TASK STATEMENT
Please give the data again exactly, with no line dropped.

EXTRACTED INFORMATION
PR #364, opened 2024-09-16
Make local dev more similar to deployed instances

fraxachun:
The API always uses the static authed user, also during rendering of the site. When the site tries to render a page it calls pageTreeNodeByPath of the API alongside with the current scope. If a "wrong" scope (e.g. a language which does not exist) is sent, the API locally returns an access forbidden because the current authed user does not have access to this scope.

With this PR the API locally uses the system user for these types of requests thus return a valid response allowing the site to call notFound().

COM-681


dkarnutsch (approved):

nsams (approved):
should this also be changed in demo?

PR #367, opened 2024-09-18
Add compatibility with readonly filesystems

Vierlip:
Update server to replace environment variables in-memory

- Replace environment variables directly in-memory
- Serve modified index.html for root and fallback routes


admin/server/server.js
```diff
@@ -2,10 +2,19 @@
...
+const fs = require("fs");
 
 const app = express();
 const port = process.env.APP_PORT ?? 3000;
 
+// Read index.html file
+let indexFile = fs.readFileSync(`${__dirname}/../build/index.html`, 'utf8');
+
+// Replace environment variables
+const envsubIndexFile = indexFile.replace(/\$([A-Z_]+)/g, (match, p1) => {
```
johnnyomair, line 14: As the indexFile is mutable, we could also do `indexFile = indexFile.replace(...)`. This would remove the need for the second variable (which has a strange name IMO)

admin/server/server.js
```diff
@@ -32,8 +41,12 @@ app.get("/status/health", (req, res) => {
     res.send("OK!");
 });
 
+app.get("/", (req, res) => {
+    res.send(envsubIndexFile);
+});
```
johnnyomair, line 46: Why is this necessary? Shouldn't this be handled by the catch all [here](https://github.com/vivid-planet/comet-starter/pull/367/files#diff-cd5efe3ca968a6240f067eb4ef9db36f9b43a2639201c257c9ce0f1de0db8ac5R68)?

admin/server/server.js
```diff
@@ -53,7 +66,7 @@ app.use(
 
 // As a fallback, route everything to index.html
 app.get("*", (req, res) => {
-    res.sendFile(`index.html`, { root: `${__dirname}/../build/`, headers: { "cache-control": "no-store" } });
```
johnnyomair, line 56: I suppose the cache-control header isn't necessary anymore?

admin/server/server.js
```diff
@@ -32,8 +41,12 @@ app.get("/status/health", (req, res) => {
...
 
+app.get("/", (req, res) => {
+    res.send(envsubIndexFile);
+});
+
 app.use(
-    express.static("../build", {
+    express.static(`${__dirname}/../build`, {
         setHeaders: (res, path, stat) => {
             if (path.endsWith(".html")) {
```
johnnyomair, line 51: This won't match index.html anymore, so we should remove it

admin/server/server.js
```diff
@@ -2,10 +2,19 @@
...
 const app = express();
 const port = process.env.APP_PORT ?? 3000;
 
+// Read index.html file
+let indexFile = fs.readFileSync(`${__dirname}/../build/index.html`, 'utf8');
+
+// Replace environment variables
+indexFile = indexFile.replace(/\$([A-Z_]+)/g, (match, p1) => {
+    return process.env[p1] || "";
+});
```
nsams, line 16: you don't use the `envsub` dependency anymore, can be removed from dependencies.

Or you use it instead of the hand made implementation

admin/server/server.js
```diff
@@ -33,7 +42,7 @@ app.get("/status/health", (req, res) => {
 });
 
 app.use(
-    express.static("../build", {
+    express.static(`${__dirname}/../build`, {
```
nsams, line 45: I would not change that to __dirname, using cwd is imho preferrable

admin/server/package.json
```diff
@@ -2,12 +2,10 @@
     "name": "server",
     "private": true,
     "scripts": {
-        "preserve": "envsub --syntax dollar-basic ../build/index.html ../build/index.html",
         "serve": "node server.js"
     },
     "dependencies": {
         "compression": "^1.7.4",
-        "envsub": "^4.1.0",
```
dkarnutsch, line 10: You need to execute ./install.sh to update to package-lock.json

dkarnutsch (changes requested):

admin/server/server.js
Vierlip: Fix: 09be0bcb2e03df369054bf438043b4569df5b158

admin/server/server.js
Vierlip: Was removed here: 9316441681f16f1aefdc50219fd867ee2bf7eb9f

admin/server/server.js
Vierlip: Correct. The cache-control header is not necessary when using res.send() because you are sending the content of the indexFile directly as a string, rather than serving a static file.

admin/server/server.js
Vierlip: Was removed here: 76b0b079f63b55ba60e9d2a735be0e16b183bcf1

admin/server/server.js
Vierlip: Dependency was removed here: 6161e386053f8933c8f1aa14436c9b0eefd66705

admin/server/server.js
Vierlip: Fix: 4f70a0f003c230f0a63e156926be71971e25e695

admin/server/package.json
Vierlip: Update: 7b995445c05f5ffa0fd35e06e091155cfa45471f

johnnyomair (approved):

Schreglmann (approved):

admin/server/server.js
Vierlip: Fix: 9fce49460d079f18d23ec98c890a7e56c9b48947

johnnyomair (dismissed):

dkarnutsch (dismissed):

admin/server/server.js
```diff
@@ -2,10 +2,19 @@
 const express = require("express");
 const compression = require("compression");
 const helmet = require("helmet");
+const fs = require("fs");
 
 const app = express();
 const port = process.env.APP_PORT ?? 3000;
 
+// Read index.html file
+let indexFile = fs.readFileSync(`${process.cwd()}/build/index.html`, "utf8");
```
nsams, line 11:
```suggestion
let indexFile = fs.readFileSync("build/index.html", "utf8");
```

admin/server/server.js
```diff
@@ -33,13 +42,9 @@ app.get("/status/health", (req, res) => {
 });
 
 app.use(
-    express.static("../build", {
+    express.static(`${process.cwd()}/build`, {
```
nsams, line 45:
```suggestion
    express.static("./build", {
```

johnnyomair (approved):

nsams (approved):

ANSWER TO THIS PROBLEM
PR #364, opened 2024-09-16
Make local dev more similar to deployed instances

fraxachun:
The API always uses the static authed user, also during rendering of the site. When the site tries to render a page it calls pageTreeNodeByPath of the API alongside with the current scope. If a "wrong" scope (e.g. a language which does not exist) is sent, the API locally returns an access forbidden because the current authed user does not have access to this scope.

With this PR the API locally uses the system user for these types of requests thus return a valid response allowing the site to call notFound().

COM-681


dkarnutsch (approved):

nsams (approved):
should this also be changed in demo?

PR #367, opened 2024-09-18
Add compatibility with readonly filesystems

Vierlip:
Update server to replace environment variables in-memory

- Replace environment variables directly in-memory
- Serve modified index.html for root and fallback routes


admin/server/server.js
```diff
@@ -2,10 +2,19 @@
...
+const fs = require("fs");
 
 const app = express();
 const port = process.env.APP_PORT ?? 3000;
 
+// Read index.html file
+let indexFile = fs.readFileSync(`${__dirname}/../build/index.html`, 'utf8');
+
+// Replace environment variables
+const envsubIndexFile = indexFile.replace(/\$([A-Z_]+)/g, (match, p1) => {
```
johnnyomair, line 14: As the indexFile is mutable, we could also do `indexFile = indexFile.replace(...)`. This would remove the need for the second variable (which has a strange name IMO)

admin/server/server.js
```diff
@@ -32,8 +41,12 @@ app.get("/status/health", (req, res) => {
     res.send("OK!");
 });
 
+app.get("/", (req, res) => {
+    res.send(envsubIndexFile);
+});
```
johnnyomair, line 46: Why is this necessary? Shouldn't this be handled by the catch all [here](https://github.com/vivid-planet/comet-starter/pull/367/files#diff-cd5efe3ca968a6240f067eb4ef9db36f9b43a2639201c257c9ce0f1de0db8ac5R68)?

admin/server/server.js
```diff
@@ -53,7 +66,7 @@ app.use(
 
 // As a fallback, route everything to index.html
 app.get("*", (req, res) => {
-    res.sendFile(`index.html`, { root: `${__dirname}/../build/`, headers: { "cache-control": "no-store" } });
```
johnnyomair, line 56: I suppose the cache-control header isn't necessary anymore?

admin/server/server.js
```diff
@@ -32,8 +41,12 @@ app.get("/status/health", (req, res) => {
...
 
+app.get("/", (req, res) => {
+    res.send(envsubIndexFile);
+});
+
 app.use(
-    express.static("../build", {
+    express.static(`${__dirname}/../build`, {
         setHeaders: (res, path, stat) => {
             if (path.endsWith(".html")) {
```
johnnyomair, line 51: This won't match index.html anymore, so we should remove it

admin/server/server.js
```diff
@@ -2,10 +2,19 @@
...
 const app = express();
 const port = process.env.APP_PORT ?? 3000;
 
+// Read index.html file
+let indexFile = fs.readFileSync(`${__dirname}/../build/index.html`, 'utf8');
+
+// Replace environment variables
+indexFile = indexFile.replace(/\$([A-Z_]+)/g, (match, p1) => {
+    return process.env[p1] || "";
+});
```
nsams, line 16: you don't use the `envsub` dependency anymore, can be removed from dependencies.

Or you use it instead of the hand made implementation

admin/server/server.js
```diff
@@ -33,7 +42,7 @@ app.get("/status/health", (req, res) => {
 });
 
 app.use(
-    express.static("../build", {
+    express.static(`${__dirname}/../build`, {
```
nsams, line 45: I would not change that to __dirname, using cwd is imho preferrable

admin/server/package.json
```diff
@@ -2,12 +2,10 @@
     "name": "server",
     "private": true,
     "scripts": {
-        "preserve": "envsub --syntax dollar-basic ../build/index.html ../build/index.html",
         "serve": "node server.js"
     },
     "dependencies": {
         "compression": "^1.7.4",
-        "envsub": "^4.1.0",
```
dkarnutsch, line 10: You need to execute ./install.sh to update to package-lock.json

dkarnutsch (changes requested):

admin/server/server.js
Vierlip: Fix: 09be0bcb2e03df369054bf438043b4569df5b158

admin/server/server.js
Vierlip: Was removed here: 9316441681f16f1aefdc50219fd867ee2bf7eb9f

admin/server/server.js
Vierlip: Correct. The cache-control header is not necessary when using res.send() because you are sending the content of the indexFile directly as a string, rather than serving a static file.

admin/server/server.js
Vierlip: Was removed here: 76b0b079f63b55ba60e9d2a735be0e16b183bcf1

admin/server/server.js
Vierlip: Dependency was removed here: 6161e386053f8933c8f1aa14436c9b0eefd66705

admin/server/server.js
Vierlip: Fix: 4f70a0f003c230f0a63e156926be71971e25e695

admin/server/package.json
Vierlip: Update: 7b995445c05f5ffa0fd35e06e091155cfa45471f

johnnyomair (approved):

Schreglmann (approved):

admin/server/server.js
Vierlip: Fix: 9fce49460d079f18d23ec98c890a7e56c9b48947

johnnyomair (dismissed):

dkarnutsch (dismissed):

admin/server/server.js
```diff
@@ -2,10 +2,19 @@
 const express = require("express");
 const compression = require("compression");
 const helmet = require("helmet");
+const fs = require("fs");
 
 const app = express();
 const port = process.env.APP_PORT ?? 3000;
 
+// Read index.html file
+let indexFile = fs.readFileSync(`${process.cwd()}/build/index.html`, "utf8");
```
nsams, line 11:
```suggestion
let indexFile = fs.readFileSync("build/index.html", "utf8");
```

admin/server/server.js
```diff
@@ -33,13 +42,9 @@ app.get("/status/health", (req, res) => {
 });
 
 app.use(
-    express.static("../build", {
+    express.static(`${process.cwd()}/build`, {
```
nsams, line 45:
```suggestion
    express.static("./build", {
```

johnnyomair (approved):

nsams (approved):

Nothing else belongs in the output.